Arabia Books £12.99 (850pp) £11.69 (free p&p)from the Independent Bookshop: 08430 600 030

The Dark Side of Love, By Rafik Schami trans Anthea Bell

Suggested Topics

At last, the Great Arab Novel - appearing without ifs, buts, equivocations, metaphorical camouflage or hidden meanings. Two caveats derive from the necessities of this project: its great length, nudging Dostoyevsky's Brothers Karamazov, and the fact that it could only be first published not in Arabic but in German, in the author's exile abode, removed from the immediate vengeance of its primary target: the blood-soaked Syrian state.

Rafik Schami has been in exile since 1970, and his trajectory follows closely that of his main protagonist, young Farid Mushtak. Like his hero, Schami is a son of the Arab-Christian community, and the background of his tale is a long blood feud between two Christian Syrian families. This blights and destroys many lives as it moves in on the contemporary Romeo and Juliet affair between Farid and Rana, a daughter of the rival Shaheen clan.

Schami provides an extensive family tree, but the scope of the novel renders it a satirical trope. By the time you have plunged through the whirl of so many chaotic events you have, like Farid and Rana, forgotten why and how the whole tit-for-tat round of killing and hatred began in the first place.

Syria, like Lebanon, remains a country of multiple religions and sects, with tribal and clan bonds forming the only reliable method of navigating the skeins of historical change, from Ottoman rule through the French occupation that lasted for three decades after the end of the First World War. Unlike Lebanon, Syria became plagued by serial dictatorships that replaced French rule in the late 1940s, forming a cancerous growth on civil society and crippling the hopes of the emergent state.

Schami's book is exceptional not only in the scope of his ambition, to relate the inner history of an ongoing disaster as the state veers from one moronic regime to another, but also in its ability to juggle a vast cast of characters in a complex structure which the author himself likens to a mosaic of pieces that create their own patterns. Apart from the people, the main character is the capital, Damascus itself, with its ancient labyrinths of streets and history, the city which "has seen and endured Arabs, Romans, Greeks, Aramaics and another thirty-six peoples... so it has become a historical patchwork, a lost luggage office of cultures."

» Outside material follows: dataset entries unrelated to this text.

Issue #73, opened 2017-01-16
TypeError: Cannot read property 'length' of undefined loopback-connector-cloudant/lib/cloudant.js:230


vinodk21:
Hi ,

Application is crashing frequently because of the following error. (loopback-connector-cloudant 1.0.11 ). 

ERR /home/vcap/app/node_modules/loopback-connector-cloudant/lib/cloudant.js:230
2017-01-16T15:38:39.42+0530 [App/0]      ERR       for (var i = 0; i < docs.length; i++) {
2017-01-16T15:38:39.42+0530 [App/0]      ERR                               ^
2017-01-16T15:38:39.42+0530 [App/0]      ERR TypeError: Cannot read property 'length' of undefined
2017-01-16T15:38:39.42+0530 [App/0]      ERR     at include (/home/vcap/app/node_modules/loopback-connector-cloudant/lib/cloudant.js:230:31)
2017-01-16T15:38:39.42+0530 [App/0]      ERR     at Request._callback (/home/vcap/app/node_modules/loopback-connector-cloudant/node_modules/cloudant/node_modules/cloudant-nano/lib/nano.js:216:16)
2017-01-16T15:38:39.42+0530 [App/0]      ERR     at Request.self.callback (/home/vcap/app/node_modules/loopback-connector-cloudant/node_modules/cloudant/node_modules/request/request.js:186:22)
2017-01-16T15:38:39.42+0530 [App/0]      ERR     at emitTwo (events.js:87:13)
2017-01-16T15:38:39.42+0530 [App/0]      ERR     at Request.emit (events.js:172:7)
2017-01-16T15:38:39.42+0530 [App/0]      ERR     at emitOne (events.js:77:13)
2017-01-16T15:38:39.42+0530 [App/0]      ERR     at Request.emit (events.js:169:7)
2017-01-16T15:38:39.42+0530 [App/0]      ERR     at IncomingMessage.<anonymous> (/home/vcap/app/node_modules/loopback-connector-cloudant/node_modules/cloudant/node_modules/request/request.js:980:12)
2017-01-16T15:38:39.42+0530 [App/0]      ERR     at IncomingMessage.g (events.js:260:16)
2017-01-16T15:38:39.42+0530 [App/0]      ERR     at emitNone (events.js:72:20)
2017-01-16T15:38:39.42+0530 [App/0]      ERR     at endReadableNT (_stream_readable.js:923:12)
[...]

PR #85, opened 2017-03-02
Catch undefined docs

jannyHou:
#### Related issues
https://github.com/strongloop/loopback-connector-cloudant/issues/73

### Checklist

- [x] Catch undefined docs as a workaround
- [x] Add debug info to help us debug

### DIFF
--- a/lib/cloudant.js
+++ b/lib/cloudant.js
@@ -270,6 +270,15 @@ function findRecursive(mo, query, docs, include, cb) {
   mo.db.find(query, function(err, rst) {
     debug('Cloudant.prototype.all (findRecursive) results: %j %j', err, rst);
     if (err) return cb(err);
+    // work around for issue
+    // https://github.com/strongloop/loopback-connector-cloudant/issues/73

Some readers may find themselves caught in the digressions that the author weaves in the city, in his categories of "The Book of Laughter", "The Book of Growth" or "The Book of Loneliness", where the narrative breaks away and wanders along tales of childhood, or of love affairs and peripheral characters. But those tempted to give up there will lose out on the terrible denouement, as we are tipped into "The Book of Hell" - the sombre details of Syria's complex of prisons, and the darkest side of the state's grisly secrets.

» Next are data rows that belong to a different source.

PR #90, opened 2017-03-14
Support nested property filter

jannyHou:
#### Related issues

Parent issue: strongloop/loopback#517
Sub-issue in cloudant:
- support array type: https://github.com/strongloop/loopback-connector-cloudant/issues/78
- append sorting data type: https://github.com/strongloop/loopback-connector-cloudant/issues/75
pr for issue#78 is reverted because the algorithm need redesign.

This pr includes implementation of issue#78 and fix for issue#75 
Related test cases in juggler: https://github.com/strongloop/loopback-datasource-juggler/blob/master/test/basic-querying.test.js#L602

#### Background
Support array type: 
  - given a nested field like `field1.field2.field3.field4`, cloudant searches datatype for each field, and insert a `$elemMatch` after if it's an array. e.g. if field2 is an array, the new field will be `field1.field2.$elemMatch.field3.field4`.
  - cloudant db only takes in json format selector when $elemMatch included, so connector unfolds string field to a json one if it's a nested property.
  - the algorithm ensures that in the middle if any datatype is not defined in modelDef or the searching type is `undefined`, user can still provide a complete cloudant selector in query and the request will send the original query. 

Append sorting data type:
  - we assume the nested sorting field doesn't contain array type.

#### Test scenarios(used when verify story)

Check https://gist.github.com/jannyHou/cae4d0b88525b47289a83c11e96b453b

CI is now failing due to connection failed. Related test cases pass on local.

### DIFF
--- a/test/cloudant.test.js
+++ b/test/cloudant.test.js
@@ -8,11 +8,11 @@
 
 'use strict';
 
+require('./init.js');
 var Cloudant = require('../lib/cloudant');
 var _ = require('lodash');
 var should = require('should');
-var describe = require('./describe');
-var db, Product;
+var db, Product, CustomerSimple;
 
 describe('cloudant connector', function() {
   before(function(done) {
@@ -24,12 +24,42 @@ describe('cloudant connector', function() {
       price: {type: Number},
     }, {forceId: false});
 
+    // CustomerSimple means some nested property defs are missing in modelDef,
+    // tests for CustomerSimple are created to make sure the typeSearch algorithm
+    // won't crash when iterating
+    CustomerSimple = db.define('CustomerSimple', {
+      name: {
+        type: String,
+      },
+      seq: {
+        type: Number,
+      },
+      address: {
+        street: String,
+        state: String,
+        zipCode: String,
+        tags: [],
+      },
+      friends: [],
+      favorate: {
+        labels: [
+          {label: String},
+        ],
+      },
+    });
     Product.destroyAll(function(err) {
-      done();
+      CustomerSimple.destroyAll(function(err) {
+        done();
+      });
     });
   });
 
   describe('replaceOrCreate', function() {
+    after(function cleanUpData(done) {
+      Product.destroyAll(function(err) {
+        done();
+      });
+    });
     it('should replace a model instance if the passing key already exists',
       function(done) {
         Product.create({
@@ -73,6 +103,11 @@ describe('cloudant connector', function() {
   });
 
   describe('replaceById', function() {
+    after(function cleanUpData(done) {
+      Product.destroyAll(function(err) {
+        done();
+      });
+    });
     it('should replace the model instance if the provided key already exists',
       function(done) {
         Product.create({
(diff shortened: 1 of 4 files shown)


test/cloudant.test.js
```diff
@@ -113,7 +143,7 @@ describe('cloudant connector', function() {
       });
   });
 
-  describe('updateAll and updateAttributes', function() {
+  describeskip('updateAll and updateAttributes', function() {
```
raymondfeng: Why skip?

jannyHou: @raymondfeng currently all test cases are skipped on CI, but will run when testing on local. So does this one, I name it as describeskip but it will still run in local test.

We have an issue opened to fix all test cases but haven't got a chance to do it, and we are planning to clean up tests together when refactor the code to support couchdb.

I try to enable test cases related in this pr on CI while still keep others skipped.

jannyHou: @raymondfeng I enable `updateAll and updateAttributes` and make it pass on local too.

test/cloudant.test.js
```diff
@@ -8,11 +8,12 @@
 
 'use strict';
 
+require('./init.js');
 var Cloudant = require('../lib/cloudant');
 var _ = require('lodash');
 var should = require('should');
-var describe = require('./describe');
-var db, Product;
+var describeskip = require('./describe');
```
raymondfeng: This is not used

jannyHou:
@raymondfeng comments applied, PTAL again. Thank you.
Unfortunately we still need some time to setup CI, the tests pass on local so I think the pr is ready to review :
```
jannyhous-mbp:loopback-connector-cloudant jannyhou$ mocha test/cloudant.test.js


  cloudant connector
    replaceOrCreate
      ✓ should replace a model instance if the passing key already exists (365ms)
    replaceById
      ✓ should replace the model instance if the provided key already exists (177ms)
    updateAll and updateAttributes
      ✓ accepts loopback model instance as input data for update (165ms)
    nested property
      missing in modelDef
        ✓ returns result when nested property is notan array type (141ms)
        ✓ returns null when first level property is array
        ✓ returns result when first level property is array type and $elemMatch provided (65ms)
        ✓ returns null when multi-level nested property contains array type
        ✓ returns result when multi-level nested property contains array type and $elemMatch provided (88ms)
        ✓ returns error missing data type when sorting
        ✓ returns result when sorting type provided (46ms)
      defined in modelDef
        ✓ returns result when complete query of multi-level nested property provided (52ms)

  cloudant constructor
    ✓ should allow passthrough of properties in the settings object
    ✓ should pass the url as an object property


  13 passing (2s)


```

jannyHou:
@slnode test please

jannyHou:
Some update about CI:
CI uses bluemix cloudant server, which has a limit of request per second. So we have to increase the  mocha timeout. 
Testing with docker cloudant image pass immediately(10000ms would be enough), while with bluemix one the delay is very obvious.

jannyHou:
@slnode test please

jannyHou:
@slnode test please

jannyHou:
@slnode test please

jannyHou:
@slnode test please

Setting the tale among Syria's Christian communities, alienated from the Muslim majority, liberates Schami from the potential trap of feeding the West's current slew of anti-Islamic prejudice. For the dark side is resolutely secular, a function of the exigencies of brute power, political and financial, or more often the combination of both. Schami does not shirk the dark side of religion in his tale of Farid's phase in a Jesuit seminary. This place seethes with sadistic tensions and secret societies that will play a vital part in the unravelling of the book's convoluted plot.

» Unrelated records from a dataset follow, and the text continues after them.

PR #1039, opened 2024-04-09
cache Rule ID string version

noboruma:
While testing the library at 1K RPS, `pprof` showed that this `strconv.Itoa` alone is adding a ~2.2% CPU usage.
Since this ID is per rule and does not change over time, we can compute it once, cache it and reuse.

### DIFF
--- a/internal/corazarules/rule.go
+++ b/internal/corazarules/rule.go
@@ -4,25 +4,33 @@
 package corazarules
 
 import (
+	"strconv"
+
 	"github.com/corazawaf/coraza/v3/types"
 )
+
+const noID = 0
 
 // RuleMetadata is used to store rule metadata
 // that can be used across packages
 type RuleMetadata struct {
-	ID_       int
-	File_     string
-	Line_     int
-	Rev_      string
-	Severity_ types.RuleSeverity
-	Version_  string
-	Tags_     []string
-	Maturity_ int
-	Accuracy_ int
-	Operator_ string
-	Phase_    types.RulePhase
-	Raw_      string
-	SecMark_  string
+	ID_          int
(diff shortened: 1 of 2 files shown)


internal/corazarules/rule.go
```diff
@@ -76,3 +84,14 @@ func (r *RuleMetadata) Raw() string {
 func (r *RuleMetadata) SecMark() string {
 	return r.SecMark_
 }
+
+func (r *RuleMetadata) StrID() string {
+	if r.cachedStrID_ == "" {
```
jptosso, line 89: @jcchavezs is empty comparison as fast as a nil pointer comparison?

jptosso:
Thank you very much for your contribution, looks great.
We are taking a look

jcchavezs (approved):
Amazing!

internal/corazarules/rule.go
anuraaga, line 89: There aren't that many rules and I think this is used fairly commonly. Should we just populate it eagerly without the lazy pattern?

anuraaga: Yeah, they both just compare a value to `0`

jcchavezs:
Could you address the feedback @noboruma?

internal/corazarules/rule.go
anuraaga: Yeah it's a bigger change - I think it's fine to do but if it's too much for now, we can merge as is too

jcchavezs: In the end using lazy pattern leads to a race condition https://github.com/corazawaf/coraza/issues/1083

PR #1042, opened 2024-04-15
fix: args names should be case sensitive

### LINKED ISSUE #1041: Variable names should be case sensitive per RFC 3986
## Description

Related to #1028, and in general, on HTTP request argument keys: The specification for URIs (Uniform Resource Identifiers), defined in RFC 3986: https://tools.ietf.org/html/rfc3986, states that all components of a URI after the domain name are case-sensitive. This includes the query string and its parameters (variables and values). 

We are using the variable name as key in several collection. The key is specifically lowercased, for example here: https://github.com/corazawaf/coraza/blob/21c1deb293b3b5d8c5b951db89f670f39100f85a/internal/corazawaf/rule.go#L531 and in the same method it is lowewcased in other places. This change came from https://github.com/corazawaf/coraza/pull/135/commits/998cc1496dc4058fcfcb030a31ccb54da00d3976, and we also have tests that check that things are case insensitive (see https://github.com/corazawaf/coraza/blob/21c1deb293b3b5d8c5b951db89f670f39100f85a/internal/corazawaf/rule_test.go#L260).

Looks like this was done somehow to be compatible with CRS tests. Now, it this is true, then we should do the right implementation ™️ , and file a bug report with CRS so they can fix whatever is broken there.

### Steps to reproduce

See related issue #1028.

### Expected result

ARGS should be case sensitive.

### Actual result

They are not.

CC @jptosso @jcchavezs

fzipi:
Fixes #1041.

### DIFF
--- a/internal/actions/setvar.go
+++ b/internal/actions/setvar.go
@@ -112,7 +112,7 @@ func (a *setvarFn) Evaluate(r plugintypes.RuleMetadata, tx plugintypes.Transacti
 		Str("var_value", value).
 		Int("rule_id", r.ID()).
 		Msg("Action evaluated")
-	a.evaluateTxCollection(r, tx, strings.ToLower(key), value)
+	a.evaluateTxCollection(r, tx, key, value)
 }
 
 func (a *setvarFn) Type() plugintypes.ActionType {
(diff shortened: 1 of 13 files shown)


fzipi:
Superseded by #1059.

The Dark Side of Love is itself dissected as the basic sin of paternal control, where fathers and brothers decide the fate of sons or siblings as well as wives and daughters, and where a loveless marriage consummated by rape is the outcome of family propriety. The state itself becomes the patriarch, dispensing punishment and execution for any defiance of its rules. The dictator himself is the primary father, who dispenses harsh justice by whip and cells.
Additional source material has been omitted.